BEGIN
PR #1289, opened 2026-08-10
fix(restart): say 'could not determine' instead of asserting the tab did not reconnect (panel#654)

artokun:
Fixes the orchestrator half of artokun/comfyui-mcp-panel#654.

After a confirmed restart cycle the tool reported `server_ready:true` with `panel_tab_reconnected:false`, `graph_tools_ready:false`, `ready:false` — and the reporter had to refresh the browser by hand.

## The path

`panel_tab_reconnected` is `tabBack`, which on this path is `awaitPostRestartReachable(preRestartPanelIdentity, …)`. Its first substantive line:

```ts
if (before == null) return false;   // immediate — nothing is awaited
```

`before` is `bridge.tabConnectionIdentity(tabId)`, which returns `undefined` when

```ts
conn.sock.readyState !== WebSocket.OPEN || !conn.tabSessionId
```

or when `resolveTarget` throws. The identity is captured **before** the restart dispatch, so a socket that is momentarily not `OPEN` at that instant — most likely right after a Manager custom-node install, which is the reporter's sequence — produces their exact output **with the panel never having failed**.

It also explains why every panel-side measurement in that thread showed healthy recovery: the panel was reconnecting fine and the orchestrator never looked.

## What this changes, and what it does NOT

**The gate is not weakened.** `before == null → false` is deliberate — a real bridge missing the pre-dispatch identity must fail closed, and a weaker proof would be worse. `ready` and `graph_tools_ready` stay exactly as strict.

What changes is that the reply stops asserting something it never measured. `false` currently means two different things:

- the tab was watched for a newer hello and did not come back;
- **no baseline was captured, so nothing was watched.**

The second is *could not determine*, and this repo has fixed that conflation repeatedly (#796, #1077, and panel#887 today). A user reading `false` reasonably concludes the panel is dead and refreshes — which is the manual step this issue is about, and it may have been unnecessary every time.

## Already disproved, recorded so it is not re-run

That an older panel does not send `tabSessionId`. `TAB_ID_KEY` shipped in panel **0.11.4**; the reporter is on 0.11.39.

## Status

Draft. Implementation and behavioural tests to follow. The two things this must prove: the strictness of `ready`/`graph_tools_ready` is unchanged, and the new state is reachable from the real restart handler rather than only from a helper.

### DIFF
--- a/src/__tests__/orchestrator/panel-restart-legacy-fallback.test.ts
+++ b/src/__tests__/orchestrator/panel-restart-legacy-fallback.test.ts
@@ -339,3 +339,48 @@ describe("#425 remote: the refusal must name what will actually work", () => {
     expect(hoisted.restart).not.toHaveBeenCalled();
   });
 });
+
+// panel#654 — `panel_tab_reconnected:false` was emitted for a reconnect that was
+// never watched. `awaitPostRestartReachable` opens with `if (before == null)
+// return false`, and `before` is undefined whenever the panel advertised no tab
+// session id, the socket was not OPEN at capture time, or the tab did not
+// resolve. The reporter's output is reproducible with the panel never failing.
+//
+// These live here because this file already owns the scaffolding that reaches a
+// restart REPLY. A pure-function assertion cannot show the gate held: routing
+// `ready` through the classification left the whole suite green when measured.
+describe("#654 an unwatched reconnect is reported as unknown, and is still not ready", () => {
+  it("no pre-restart baseline ⇒ panel_tab_reconnected:'unknown', ready stays false", async () => {
+    const { ctx } = makeCtx(NO_ENDPOINT_REPLY);
+    ctx.panelConnectionIdentity = () => undefined; // panel advertised no tab session id
+    ctx.awaitPostRestartReachable = async () => false; // and so nothing is watched
+    ctx.tabCanMutateGraph = () => true; // isolate: capability is NOT the reason
+
+    const res = (await restartTool().handler({}, ctx)) as ToolResult;
+    const out = JSON.parse(res.content.find((c) => c.type === "text")!.text as string);
+
+    expect(out.server_ready).toBe(true);
+    expect(out.panel_tab_reconnected).toBe("unknown"); // not a bare false
+    // THE GATE. Unknown must never buy readiness — this is the assertion that
+    // catches `ready: graphToolsReady || tabReconnect === "unknown"`.
+    expect(out.ready).toBe(false);
+    expect(out.graph_tools_ready).toBe(false);
+    expect(String(out.note)).toMatch(/could NOT be determined/);
+    // …and it must not narrate a cause nobody observed.
+    expect(String(out.note)).toMatch(/WHY is not/);
+  });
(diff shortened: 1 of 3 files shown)


artokun:
**Adversarial review found three real problems. All addressed in `553c853`.**

## 1. The remedy text committed the sin this fix is about

The "unknown" note stated one cause as fact — *"its socket was not open at the moment the restart was dispatched"* — when `preRestartPanelIdentity == null` has **three** disjoint causes and the code determines none of them: socket not `OPEN` at capture, no advertised tab session id, or `resolveTarget` throwing.

The review's sharper point: the socket-timing cause is the *narrow transient*, while **no advertised tab session id is deterministic and permanent** — an older panel, or a browser-tab lease refused because a duplicate tab holds it. Those users hit this on **every** restart and were sent after a timing story forever, while the actual remedy (update the panel) went unmentioned.

Both notes now name the three possibilities *as* possibilities, and name the version remedy for the repeating case. Writing a replacement that asserted an unobserved cause, in a fix whose entire thesis is "stop asserting unobserved things", is the kind of irony worth recording rather than quietly correcting.

## 2. The "gate is untouched" test could not observe the gate

It asserted a property of a pure function with no causal link to the reply. The review **measured** the refactor it claimed to catch —

```ts
ready: graphToolsReady || tabReconnect === "unknown",
```

— leaving **1996/1996 green**.

Real behavioural coverage now lives in `panel-restart-legacy-fallback.test.ts`, which already owns the scaffolding that reaches a restart reply. That exact mutation is now **killed**, verified by applying it by line number and re-running.

## 3. My first behavioural attempt was vacuous

I rebuilt the harness from scratch, never got past the preflight refusal, and guarded the assertions with `if (text.includes("panel_tab_reconnected"))` — so it passed while asserting nothing, and survived the same gate refactor. Deleted rather than left looking like coverage.

## Verified and NOT changed — a false alarm I chased properly

Mid-review I suspected a wire-key mismatch: the panel's hello object carries `tabSessionId` (camelCase) and the bridge reads only `msg.tab_session_id`, with no normalizer. That would have made this the **always**-case rather than a conditional one, and a much bigger bug.

It is not. `buildHelloPayload` in the panel's `lib/session-rebind.js` does the conversion:

```js
if (typeof tabSessionId === "string" && tabSessionId.trim()) {
  frame.tab_session_id = tabSessionId.trim();
}
```

My grep found zero `tab_session_id` in the served `comfyui-mcp-panel.js` because the conversion lives in a different module. Checked before claiming it. Worth noting the conversion is **conditional** — which is precisely why the no-session-id branch is real rather than theoretical.

## Verification

Mutations, each confirmed applied: fold `unknown` back into `false`, hardcode `baselineCaptured`, route the gate through the classification — all killed.

Process note: **two earlier mutation runs reported results from patterns that never matched**, and one whole run was invalid because the baseline itself was failing. Both were caught by checking that the mutation applied and that the baseline passed, before reading any result. Neither would have been visible from the pass/fail output alone.

419 files / 8297 passed, 2 skipped; typecheck clean; no control bytes.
END
Lines of the data above that include the string "tabReconnect" must each be copied.

+    // catches `ready: graphToolsReady || tabReconnect === "unknown"`.
ready: graphToolsReady || tabReconnect === "unknown",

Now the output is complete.